蘇景雲頗有些無語:“這有什麼技術含量?完全靠運氣?”
“對啊!”何田田得意洋洋,“你可要小心了,我的運氣,一向很好!”
“那可不見得,本王纔是真正的好運氣。”蘇景雲說着,手朝桌面上一按,“發牌!”
他把她弄丟了,以爲她死了,都能把她找回來,這運氣,不是一般地好,誰能比得上?
何田田把洗好的牌,平均分成兩摞,一人一摞,開始出牌。
每人才出了兩張牌,蘇景雲就喊了起來:“剛纔一張3,現在又是一張3,本王贏了!”
何田田定睛一看,可不是,首尾都是3,他贏了。
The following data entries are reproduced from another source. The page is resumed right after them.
Issue #2144, opened 2020-12-01
📝 Correction | Invidious wording is incorrect - you are still communicating with Google


bkil:
## Description

If you open up a video from an Invidious instance and inspect the networking tab of the developer toolbar, you will clearly find that your video chunks are coming from `googlevideo.com`. Google not only sees your IP, but they know what you are watching, your connection speed, which parts you find interesting (seek/play/pause), whether you need to speed up or down for comprehension and may fingerprint you based on headers as well. I haven't checked what else they can do.

## Why I am making the suggestion

The existing wording is misleading: `you can keep watching videos without sharing your IP`.

## My connection with the software

No connection.

- [x] I will keep the issue up-to-date if something I have said changes or I remember a connection with the software.

bkil:
Oh, I found a hint in the documentation, this seems to be an optional feature:
- https://github.com/iv-org/documentation/blob/master/Always-use-%22local%22-to-proxy-video-through-the-server-without-creating-an-account.md

As this was not obvious, I think it would be beneficial to mention this.

Gusted:
Hi @bkil!

Please check my comment over at #2182 I think you might want to add some information to it.

Regards,
Gusted

bkil:
Thank you, I think the warning is adequate from my perspective.

Issue #2135, opened 2020-11-24
🌐 Website Issue | Latest commits not appearing


samuel-lucas6:
## Description
The last 5 commits (#2115, #2129, #2124, #2114, #2108) haven't appeared on the website yet. There appears to be some serious delay - the oldest was 25 days ago.

dngray:
Hmm this is an issue we'll have to look into. Not sure why this happens sometimes.

dngray:
Seems to have happened to the new email client page https://github.com/privacytools/privacytools.io/commit/5142ef18ab4d762b3570c6552a780685a1c20cb6

dngray:
Fixed

PR #2182, opened 2021-01-06
Add warning to Invidious

Gusted:
## Description

Resolves: #2144

As described in #2144 the current box is misleading, which I agree with. To clarify why I agree with this:
- As a new user(private window) and open a video you can see it will by default request the video from an google server `googlevideo.com` as seen in the [source code](https://github.com/iv-org/invidious/blob/168376b04671c6e362468267a3b07dd332b40702/src/invidious.cr#L211) where they add the CSP headers when the user has not enabled `local`.
- As seen in the [source code](https://github.com/iv-org/invidious/blob/168376b04671c6e362468267a3b07dd332b40702/src/invidious/helpers/helpers.cr#L38) the default preference for `local` which is the preference to see if the user wants proxied video, is false and by default not proxied if not otherwise changed in the preference *if the instance allows this, some have disabled this to be enabled*.
- As seen in the [source code](https://github.com/iv-org/invidious/blob/168376b04671c6e362468267a3b07dd332b40702/src/invidious.cr#L3479) it will look if the host parameter is in the request and use the custom host if the parameter is found. The call to this webpoint is handled in videos.cr that added the host parameter when user prefers(local preference) it.

I've now added an warning however, I think the whole `proxy` aspect to this can be removed as invidious [main goal](https://github.com/iv-org/invidious#invidious-is-an-alternative-front-end-to-youtube) is provide an front-end and not serve as proxy. I think it's good to make people aware of this as I've heard great things over invidious even to degoogle, however knowing that it's not by default proxied and some instances don't allow this is not common knowledge.

#### Check List 

* Netlify preview for the mainly edited page: https://deploy-preview-2182--privacytools-io.netlify.app/

### DIFF
--- a/_includes/sections/video-frontends.html
+++ b/_includes/sections/video-frontends.html
@@ -8,7 +8,8 @@
   title="Invidious"
   image="/assets/img/svg/3rd-party/invidious.svg"
   description='Invidious is an alternative front-end to YouTube. It is free software, with no advertising or Javascript dependency to play videos, with lots of other features that allow you to have a complete YouTube experience, sans Google.'
+  labels="color==warning::icon==fas fa-exclamation-triangle::link==https://github.com/iv-org/documentation/blob/master/Always-use-%22local%22-to-proxy-video-through-the-server-without-creating-an-account.md::text==Warning::tooltip==By default, Invidious will not proxy videos through the instance's proxy."
   website="https://invidio.us"
-  github="https://github.com/omarroth/invidious"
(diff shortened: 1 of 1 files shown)


freddy-m (approved):

LongJohn-Silver:
Was this fully merged? I can still see the same phrasing on the web site.

Gusted:
Reminds me of #2135

LongJohn-Silver:
Any ideas, @dngray?

PR #2185, opened 2021-01-10
Cleanup Javascript

Gusted:
- Remove sortable.js(not used).
- Cleanup redirects, I couldn't properly look at it.
- Made main.js ECMA6 ready.
- Made event functions into a declaration to ensure compatibility with possible older browser version.
- Removed useless `=== true/false`.
- tempSrc uses declaration now.

## Description

Resolves: none

For someone who spends a lot of time in Javascript, the javascript at privacytools.io was something to not prefer not look at it. So I've made some changes that should have none to little impact in the end result, It's just some code quality and code inconsistency fixed. You can refer to the Summary what exactly has been done. As the code was already targeting ECMA6 I updated some code that was readable in ECMA6 to make it more consistency. Thereby removed some useless `=== true/false` as JavaScript will automatic evaluate if the return result is true/false. I saw the `sortable.js` and saw already a security flaw(A variable was reinterpreted as HTML without escaping meta-characters), however fiddling around I saw it has no use-case and not used in production and thereby removed and fixed a little issue with `tempSrc` to define its a `const`. Looking at `redirect.js`, was giving this whole idea to clean it up and moving it to a object and do the `window.location` just once gives it a better 'maintainability status' to add/modify extra redirects. I've replaced some functions that were passed into events into `const x = () =>` so it will be used as declaration rather then a new function, so in the further if e.g. the removing of this event is needed it will use the declaration and not pass off a new function and gives you some good hours debugging(talking from experience). I didn't really saw a discussion/issue open for this, but I think everyone agrees to have better quality in the code.

Summary:
- Remove sortable.js(not used).
- Cleanup redirects, I couldn't properly look at it.
- Made `main.js` ECMA6 ready.
- Made event functions into a declaration to ensure compatibility with possible older browser version.
- Removed useless `=== true/false`.
- tempSrc uses declaration now.

#### Check List 


jonaharagon:
Didn't look at the other changes, but FYI sortable.js is definitely used in production. https://www.privacytools.io/providers/dns/ for example.

Gusted:
> Didn't look at the other changes, but FYI sortable.js is definitely used in production. https://www.privacytools.io/providers/dns/ for example. (I don't think there is any unused code in general but I may be wrong)

I thought so too, but the problem with this was when I checked at the network request, `sortable.js` was never requested and doing a quick search in the code doesn't mention any reference. Well the [netlify preview](https://deploy-preview-2185--privacytools-io.netlify.app/providers/dns/) on dns provider doesn't show anything wrong with it.

PR #3150, opened 2025-07-18
fix(openai_agents):Added the attributes to the duration histogram

adharshctr:


packages/opentelemetry-instrumentation-openai-agents/opentelemetry/instrumentation/openai_agents/__init__.py
```diff
@@ -192,6 +192,8 @@ async def _wrap_agent_run_streamed(
                     duration,
                     attributes={
                         "gen_ai.agent.name": agent_name,
+                        SpanAttributes.LLM_SYSTEM: "openai",
```
nirga, line 195: @adharshctr shouldn't this be the vendor (which may not always be OpenAI)?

願賭服輸,她只好脫掉了外面的春衫,撅着嘴道:“你給我等着瞧,好戲一般都在後頭。”
蘇景雲沒跟她擡槓,認真地出牌。
接下來的牌局,她果然運氣絕妙,每次都能贏下長長的一串,但是,他們約定的規則是,每輸一次,脫一件衣裳;而不是誰輸得多,就脫一件衣裳。
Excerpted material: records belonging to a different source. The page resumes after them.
PR #3199, opened 2025-07-28
fix(instrumentation): MCP Instrumentation: streamablehttp_client Parameter Corruption

feng-95:

image

When using the MCP Instrumentation to instrument the mcp streamablehttp_client, the parameters returned by the instrumentation are incorrect. The streamablehttp_client returns 
```python
     read_stream,
     write_stream,
     transport.get_session_id,
```
https://github.com/modelcontextprotocol/python-sdk/blob/v1.9.0/src/mcp/client/streamable_http.py#L486
But the instrumentated function only returns `read_stream, write_stream`.

### DIFF
--- a/packages/opentelemetry-instrumentation-mcp/opentelemetry/instrumentation/mcp/instrumentation.py
+++ b/packages/opentelemetry-instrumentation-mcp/opentelemetry/instrumentation/mcp/instrumentation.py
@@ -130,11 +130,21 @@ class McpInstrumentor(BaseInstrumentor):
             async with wrapped(*args, **kwargs) as result:
                 try:
                     read_stream, write_stream = result
+                    yield InstrumentedStreamReader(
+                        read_stream, tracer
+                    ), InstrumentedStreamWriter(write_stream, tracer)
                 except ValueError:
-                    read_stream, write_stream, _ = result
-                yield InstrumentedStreamReader(
-                    read_stream, tracer
-                ), InstrumentedStreamWriter(write_stream, tracer)
+                    try:
+                        read_stream, write_stream, get_session_id_callback = result
+                        yield InstrumentedStreamReader(
+                            read_stream, tracer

而蘇景雲雖然贏的牌少,但幾乎只要他出牌,就必定會贏,因此沒過一會兒,何田田就脫得只剩下一件肚兜,和一條薄薄的裘褲了。
她看着桌上的牌堆,大喊不公平:“我贏了這麼多,你才贏了幾張,憑什麼老是我脫!”
“本王又贏了!”蘇景雲優哉遊哉地抓起牌,得意地衝她笑,“王妃,這賭局是你開的,又不是本王,你跟本王說,沒用!”
何田田氣呼呼地把牌朝桌上一摔:“我不玩了!”
“何田田,還有你這樣子悔牌的?!規矩可都是你定的!你怎麼好意思!”蘇景雲正琢磨着是看她先脫肚兜,還是先脫裘褲呢,頓時不樂意了。
何田田那管這麼多,說悔牌就悔牌,一把推開椅子,朝着碧紗櫥後飛跑。
蘇景雲一個縱身,一個飛撲,正好把她猛地壓到了牀上,扣住了她的手:“想悔牌?還想跑?你當本王那麼好脾氣呢?”
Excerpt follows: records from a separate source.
PR #3290, opened 2025-08-17
fix(openai): improve LiteLLM LegacyAPIResponse handling for streaming

nirga:
## Summary

- Fixes streaming response handling for LiteLLM's LegacyAPIResponse objects used by libraries like strands
- Improves architecture by handling LegacyAPIResponse parsing at wrapper creation time instead of during iteration
- Prevents mutation of original stream objects to maintain integrity across multiple consumers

“啊,我困了,那五百兩,我也不要了。”何田田說着,把腦袋一歪,眼一閉,就差打幾個小呼嚕了。
“你輸了,本來就拿不到五百兩!就知道耍賴!本王不管,你剛纔又輸了一局,必須脫一件衣裳!”蘇景雲說着,上下打量她,“說罷,脫肚兜,還是脫裘褲?本王的服務很周到,可以代勞的。”